# Reparacion de un amplificador TOPPRO  trx6000



## leuss (May 30, 2016)

Hola amigos.
Estoy reparando un trx 6000.
Al observarlo encontré todo quemado, no quedó ni un solo transistor en buen estado, y según me comentaron, no lo exigieron mucho que digamos y se quemo.
Que cambios puedo realizar para hacerlo más resistente, o más robusto. 
Gracias de antemano 

Otra cosa que me extraña es que lleva un solo mosfet, para su alto voltaje, ya que en otros amplificadores llevan muchos mosfets del mismo valor. Se me ocurre ponerle más mosfets, que opinan. 

Aquí algunas fotos del amplificador.


----------



## Dr. Zoidberg (Jun 2, 2016)

leuss dijo:
			
		

> Otra cosa que me extraña es que lleva un solo mosfet, para su alto voltaje, ya que en otros amplificadores llevan muchos mosfets del mismo valor.Se me ocurre ponerle más mosfets, que opinan.


    


Ese amplificador no parece ninguna de las porquerías chinas que venden por ahí... empezando por el trafo que es bastante monstruoso y la ristra de transistores. Eso es un amplificador de bastante potencia (tipo 400W??) y aparentemente bien construido, así NO CREO que no lo hayan exigido como dicen... es mas .. me parece una mentira gigantesca. Seguramente lo cargaron con 2Ω o menos, le dieron manija al pote de volumen y voló todo a la m....

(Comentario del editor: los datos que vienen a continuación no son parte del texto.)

PR #5898, opened 2019-03-20
Fix boards-manager install issues on Linux and Windows

### LINKED ISSUE #5881: python.exe": file does not exist
### Basic Infos

#### Platform

- Hardware:					[ESP12]
- Core Version:			[2.6.0-dev-nightly+20190315]
- Development Env:		[Arduino IDE 1.8.8]

### Settings in IDE

- Module:  			[LOLIN(Wemos) D1 mini r2]
- Flash Size: 		[4MB/1MB]
- lwip Variant:   [|v2 Lower Memory]
- CPU Frequency:		[80Mhz]
- Upload Using:		[SERIAL]
- Upload Speed:   [921600] 

### Problem Description

Building any sketch I get the error:
`"C:\\Users\\Peter\\AppData\\Local\\Arduino15\\packages\\esp8266\\hardware\\esp8266\\2.6.0-dev-nightly+20190315/tools/python/python.exe": file does not exist`

The file python.exe is not in the tools directory within 2.6.0-dev..., it is in the directory
`C:\Users\Peter\AppData\Local\Arduino15\packages\esp8266\tools\python`

My build steps from Cygwin on Windows 10:

1. clone https://github.com/esp8266/Arduino.git
2. cd esp8266/package
3. ./build_boards_manager_package.sh
4. cp package_esp8266com_index.json from versions/2.6.0-dev... to versions/package_esp8266com_index.json
5. setup the boardmanager URL in the Arduino-IDE to `http://localhost:8000/versions/package_esp8266com_index.json`
6. start a local http-server to delever the package to the Arduino-IDE
7. start the boardmanager from Arduino tools-menu and download the esp8266 version 2.6.0-dev...

One note: to build step 3, there is jq.exe in version 1.6 necessary

earlephilhower:
Fixes #5881

The path to python.exe on Windows needs to change depending on whether
it is installed via the boards manager or GIT (similar to the compiler
paths).  Adjust accordingly.

An empty "python" directory will be created by the boards-manager
installer in Linux to avoid "tool not available" errors, and it will contain a symlink
to the real system Python executable.

Tested under Linux GIT, Linux board-manager, Windows git, and
Windows board-manager.


earlephilhower:
@devyte , @d-a-v this change introduces a "tools/python/python" symlink to "/usr/bin/python" on UNIX-like OSes.

The alternative is to make that symlink a simple wrapper (either a bash file "python $*" or even a python file that calls itself with the passed-in args.

This is required because we need a "python" tool in the package.JSON file.  Its existence causes the Arduino boards.txt to override the {runtime.tools.python.path} var, and that can't be overridden by a boards.txt value (as it is done in GIT builds).

So you need something called "python" in that python tool.tar.gz file, and that's what the IDE is going to call.  The IDE basically forces it when installed via boards-manager.

Issue #5902, opened 2019-03-21
Backport patch from lwip2 to fix lwip1.4 behaviour with MTU<1500


mcspr:
### Basic Infos

- [x] This issue complies with the [issue POLICY doc](https://github.com/esp8266/Arduino/blob/master/POLICY.md).
- [x] I have read the documentation at [readthedocs](https://arduino-esp8266.readthedocs.io/en/latest) and the issue is not addressed there.
- [x] I have tested that the issue is present in current master branch (aka latest git).
- [x] I have searched the issue tracker for a similar issue.
- [x] If there is a stack dump, I have decoded it.
- [x] I have filled out all fields below.

#### Platform

- Hardware:				ESP-12
- Core Version:			[2019/03/21 git  8961bba]
- Development Env:		Arduino IDE
- Operating System:		Any

### Settings in IDE

- Module:  		Generic ESP8266 Module
- lwip Variant:   **v1.4**
- Flash Mode:			dout
- Flash Size: 		4MB
- CPU Frequency:		80Mhz
- Upload Using:		SERIAL
- Upload Speed:   115200 (serial upload only)

### Problem Description

Using ESPAsyncTCP, ESPAsyncWebServer, AsyncWebSocket, lwip v1.4
It is impossible to receive data-chunk larger than MSS size via websockets if MTU of the client device is different from 1500. I can see data is sent to the router, but fragmenting does not work properly, so router refuses to send the data further. Surprisingly, HTML is sent properly.

I was able to find one related issue:
https://github.com/esp8266/Arduino/issues/2437

This was already fixed in lwip2. Related issue + fix:
http://savannah.nongnu.org/bugs/?46384
http://git.savannah.gnu.org/cgit/lwip.git/commit/src?id=8e8571da6a6771f9d2d82bbd0b5a6c27474ce0fc
Can we apply this patch to the local tree here and rebuild `liblwip_gcc.a` so pre built option works too?

### [MCVE](https://stackoverflow.com/help/mcve) Sketch

Gist of the sketch, to avoid blowing up the issue with long strings:
https://gist.github.com/mcspr/00e95d3ea8d680aeaa04cbe8a707ba8d

### Debug Messages

On Windows machine with MTU of 1492 (meaning, MSS is auto calculated to be 1452)
```
> netsh interface ipv4 set subinterface "WLAN" mtu=1492
```

In browser, using lwip v1.4:
```
[...]

Issue #632, opened 2015-07-30
Ephemeral source port not random


owendelong:
When using the WiFiClient library as follows:

```
#include <ESP8266WiFi.h>
#define MY_SSID "ssid"
#define MY_WFPASSWORD "wpa2_key"

WiFiClient client;

void setup() {
  WiFi.begin(MY_SSID, MY_WFPASSWORD);
  while (WiFi.status() != WL_CONNECTED)
  {
    delay(50);
  }
  client.connect(HOST, HTTPPORT);
}
```

The source port utilized is always "patrolview" or 4097.

This can create a deadly embrace situation if the device is being used to log data and resets itself as a means to try again without delay on certain connection errors. It should be randomized so that a different port is used for each call to connect, even if the device is reset/rebooted between calls.

The problem that can occur is a web server which is in one of the wait states for closing on a previous attempt will see the new attempt to connect as matching the previous one since the SRC_ADDR,SRC_PORT,DST_ADDR,DST_PORT tuple is identical. This results in a retransmission of the previous FIN packet and a reset of the wait timer on the server side. So long as the ESP8266 continues to retry within before the timer expires (often these are ~5 minutes or so), it will be unable to initiate a new connection to the server without being mistaken for the old one.

The simplest solution is to ad code to WiFiClient::connect() that will randomize the local port number.

I will attempt to provide a workable patch shortly.

owendelong:
Additional information, looks like this problem is actually in the tcp_connect function in the underlying lwip library.

igrr:
There is a static method in WiFiClient class, static void
setLocalPortStart(uint16_t port);
Find a random number generator which suits your requirements, seed it with
something (ADC reading perhaps?) and call this function somewhere in your
setup() method before you initialize WiFiClients.

owendelong:
Thanks, Igrr.

I tracked the problem down to this function in the LWIP library:
```
/**
 * Allocate a new local TCP port.
 *
 * @return a new (free) local TCP port number
 */
static u16_t
tcp_new_port(void)
{
  u8_t i;
  u16_t n = 0;
  struct tcp_pcb *pcb;
  
again:
  if (tcp_port++ == TCP_LOCAL_PORT_RANGE_END) {
    tcp_port = TCP_LOCAL_PORT_RANGE_START;
  }
  /* Check all PCB lists. */
  for (i = 0; i < NUM_TCP_PCB_LISTS; i++) {
[...]

PR #5906, opened 2019-03-22
lwIP-v2: new patch to randomize tcp source ports

d-a-v:
ref: https://github.com/d-a-v/esp82xx-nonos-linklayer/issues/31
origin: #5902 
https://github.com/me-no-dev/ESPAsyncTCP/issues/108

Thanks @mcspr !


d-a-v:
Following the links above is instructive.
To summarize:
- currently and from a long time lwIP tcp client connections always uses the same *tcp source port number* right after boot
- this port number is increased  everytime a new one is needed (= new tcp client connection)
  (to be noted, linux has the same increasing behavior)
- when connecting to the same server (right after boot), the triplet (esp-ip-address, source port, destination port) are the same, and may hit remote server list of sockets in time-wait-state (previous connection unproperly closed from the same esp). Consequently the new connection fails when it happens.
- this is happening only when debugging (esp reboots often, in less time than time-wait expiration), so the nasty effect is amplified especially when bugs are being chased
- efforts had been done when espressif's lwIP implementation wasn't open source, with `WiFiClient::setLocalPortStart()` #632 but it must be explicitely called with a different random number at every reboot. Efficient but not ideal.

This PR uses espressif firmware's `r_rand()` everytime a new local source port is needed. A different source port number is now showed by tcpdump right after boot. Source port range and duplication is verified everytime in lwIP's `src/core/tcp.c:tcp_new_port()`. It is implemented as a local patch for upstream lwIP so it is valid not only with `WiFiClient` but also with @me-no-dev's `Async` libraries (they don't use `WiFiClient`).

`WiFiClient::setLocalPortStart()` is still usable with the same effects as before.

TD-er:
I guess this can also lead to issues when a connection attempt is retried, when the ESP misses the acknowledgement of a successful connection attempt?

d-a-v:
> I guess this can also lead to issues when a connection attempt is retried, when the ESP misses the acknowledgement of a successful connection attempt?

If I understand the question, before of after this patch, nothing is changed about TCP connection attempts.
A connecting request is uniquely identified by a quadruplet (source ip & port, destination ip & port). They *remain constant* during all the time of this connection, and missed ACK for SYN are retransmitted on timeout some times (like any other ACKs) before giving up.
Source ports are meaningless (except for identifying an incoming packet and their uniqueness among all tcp connsctions on an host) and supposed to be random. This PR only changes the way the source port is worked out for every *new* connection.

TD-er:
I understand that it does so on a new connection.
I was thinking about whether the current situation could also lead to the issues you try to fix with this patch.
For example, what if the ESP tries to make a connection and it assumes the connection is not successful, for some reason (e.g. missing ack packets)
In the current situation, could it then also lead to these situations?

The use case I have in mind is that I've seen several issues when connecting to a MQTT broker.
It may retry almost indefinitely, but it may succeed when you stop trying for a while and make a new attempt. Another "fix" (which introduces other issues) was to use a new client ID when connecting to the broker.

d-a-v:
> It may retry almost indefinitely, but it may succeed when you stop trying for a while and make a new attempt.

Who is, or how is it retrying,
* your sketch with a new `WiFiClient` for each retry ?
  before or after this PR, a new source port is used
* Let the same `WiFiClient` continuously try (so the timeout is too long) ?
  This behaviour is not addressed nor changed by this PR
* a reboot ?
  After a reboot, before this PR, the same source port was used (leading to an issue described in OP's links and second message)

> but it may succeed when you stop trying for a while and make a new attempt

That looks like a firewall policy. They check for SYN frequency and block the originating IP address for a short (=lucky) or long (=hair-pulling debugging session) period of time. It's an anti-DOS protection.

TD-er:
Hmm, I may have to look at the Domoticz Raspberry Pi image then to see if it uses some kind of filtering like that.  Never thought of that option.
Not sure if it is making a new instance of WiFiClient on each reconnect attempt, but I think it does.

I will look into the firewall option.
If that does rise new questions/issues I will open a new issue and stop polluting your PR :)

En el foro hay numerosos circuito y PCB muy similares al que tiene ese ampli, así que no me extrañaría que sea una copia de alguno de marca ya clonado muchas veces. Revisá los temas de *audio de gran señal *por que es muy probable que encuentres el circuito y el PCB y tal vez detalles de reparaciones o armado.


----------



## felixreal (Jun 3, 2016)

Hooola_que_tal!!!!

Ampliando un poco el comentario del *DR. Zoidberg*, es un amplificador clase H, con tres raíles de alimentación. En el lado inferior del disipador hay otra ristra igual de transistores. Y no lleva mosfet, según el diagrama que he encontrado en una búsqueda rápida:
http://diagramasde.com/blog/author/admin/page/881 El caso es que este circuito me suena mucho.....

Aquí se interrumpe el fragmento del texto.